I plan to release a Vulkan & OpenGL-accelerated
real-time low-latency transcription
software for developers soon.
It'll run 100% private + 100% offline
just like this tool,
but instead of processing a WAV file on CPU
it'll stream the real-time GPU transcription
of your microphone input
through a WebRTC-capable REST API
so that you can easily integrate it
with your own voice-controlled projects.
For example, that'll enable
hackable voice typing
together with pynput.keyboard
.
If you want to get notified when it launches, please enter your email at https://madmimi.com/signups/f0da3b13840d40ce9e061cafea6280d5/join
This tool itself is free to use also for commercial use. And of course it comes with no warranty of any kind.
But if you have an idea for a commercial use-case for a customized version of this tool or for similar technology - ideally something that helps small and medium-sized businesses in northern Germany become more competitive - then please contact me at moin@DeutscheKI.de
If you use this for research, please cite:
@misc{https://doi.org/10.48550/arxiv.2206.12693,
doi = {10.48550/ARXIV.2206.12693},
url = {https://arxiv.org/abs/2206.12693},
author = {Krabbenhöft, Hajo Nils and Barth, Erhardt},
keywords = {Computation and Language (cs.CL), Sound (cs.SD), Audio and Speech Processing (eess.AS), FOS: Computer and information sciences, FOS: Computer and information sciences, FOS: Electrical engineering, electronic engineering, information engineering, FOS: Electrical engineering, electronic engineering, information engineering, F.2.1; I.2.6; I.2.7},
title = {TEVR: Improving Speech Recognition by Token Entropy Variance Reduction},
publisher = {arXiv},
year = {2022},
copyright = {Creative Commons Attribution 4.0 International}
}
The German AI model and my training scripts can be found on HuggingFace: https://huggingface.co/fxtentacle/wav2vec2-xls-r-1b-tevr
The model has undergone XLS-R cross-language pre-training.

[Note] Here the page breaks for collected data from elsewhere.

PR #10013, opened 2025-03-03
Add topics filter for aws.cfn

dmytro-afanasiev:
Example:
```yaml
policies:
  - name: cfn-subscriptions-not-confirmed-topic
    resource: aws.cfn
    filters:
      - type: topic
        attrs:
          - type: value
            key: SubscriptionsConfirmed
            value: 0
            value_type: integer

```


c7n/resources/cfn.py
```diff
@@ -284,3 +285,36 @@ def process(self, resources, event=None):
...
+@CloudFormation.filter_registry.register('topic')
+class CloudFormationNotificationTopic(ListItemFilter):
+    schema = type_schema(
+        'topic',
+        attrs={"$ref": "#/definitions/filters_common/list_item_attrs"},
+        count={"type": "number"},
+        count_op={"$ref": "#/definitions/filters_common/comparison_operators"}
+    )
+    annotation_key = "c7n:SnsTopics"
+    FetchThreshold = 10
```
mattheidelbaugh, line 299: nit: This should probably be uppercased so it doesn't look like a class

dmytro-afanasiev: @mattheidelbaugh , thanks for the suggestion! Just followed the naming already present in the repo. The name `FetchThreshold` is commonly used in other filters and resources. I think changing it to caps (`FETCH_THRESHOLD`) and keeping as a class variable will make it a square peg

kapilt (approved):
lgtm

PR #1158, opened 2022-09-03
Improve logging

anbraten:
# changes
- change default log level from `warn` to `info`
- add log info message at server / agent start with version info
- cleanup server startup function
- change some level of some log calls from `info` to `debug`

### DIFF
--- a/cmd/agent/agent.go
+++ b/cmd/agent/agent.go
@@ -37,6 +37,7 @@ import (
 	"github.com/woodpecker-ci/woodpecker/pipeline/backend"
 	"github.com/woodpecker-ci/woodpecker/pipeline/rpc"
 	"github.com/woodpecker-ci/woodpecker/shared/utils"
+	"github.com/woodpecker-ci/woodpecker/version"
 )
 
 func loop(c *cli.Context) error {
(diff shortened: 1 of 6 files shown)


cmd/agent/agent.go
```diff
@@ -69,7 +70,7 @@ func loop(c *cli.Context) error {
 		)
 	}
 
-	zerolog.SetGlobalLevel(zerolog.WarnLevel)
+	zerolog.SetGlobalLevel(zerolog.InfoLevel)
```
lafriks, line 73: Ideally this should be settable by env variable

anbraten: You can set it. This is the value it uses in case you haven't specified it.

cmd/agent/agent.go
```diff
@@ -69,7 +70,7 @@ func loop(c *cli.Context) error {
...
 	if zerolog.GlobalLevel() <= zerolog.DebugLevel {
```
6543, line 74: shouldn't this be after line 76 ?

anbraten: Good point that's pretty strange 🤔 Line 72-75 should be in general behind 85?

anbraten: changed it

6543 (approved):

PR #1167, opened 2022-09-03
Partial-Backport of pipeline from current master

6543:


.woodpecker/test.yml
```diff
@@ -1,97 +1,84 @@
...
+    image: *golang_image
+    group: prepare
+    commands:
+      - go mod vendor
+    when:
+      path: *when_path
+
   dummy-web:
-    image: golang:1.16
+    image: *golang_image
```
6543, line 24:
```suggestion
    image: *golang_image
    pull: true
```

6543: we should at least once try to pull the golang image (on master too ...)

anbraten (approved):

PR #1184, opened 2022-09-13
Hide example of YAML override and extension

6543:
see #1192 for more infos


6543:
we have to look into https://github.com/go-yaml/yaml if it does parse this correctly!

the fix of this pull was done by error reports from https://jsonformatter.org/yaml-parser

[codeberg.org/6543/go-yaml2json](http://codeberg.org/6543/go-yaml2json) does not support it, witch does utilize github.com/go-yaml/yaml, so it could potentially be an upstream issue

6543:
https://github.com/yaml/yaml/issues/35

6543:
issue tracked at #1192 ... will disable example for now

anbraten (approved):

You can directly fine-tune it with a different
language dataset - for example CommonVoice English -
and then re-export the files in the
tevr-asr-data
folder.
Alternatively, you can donate roughly 2 weeks of A100 GPU credits to me and I'll train a suitable recognition model and upload it to HuggingFace.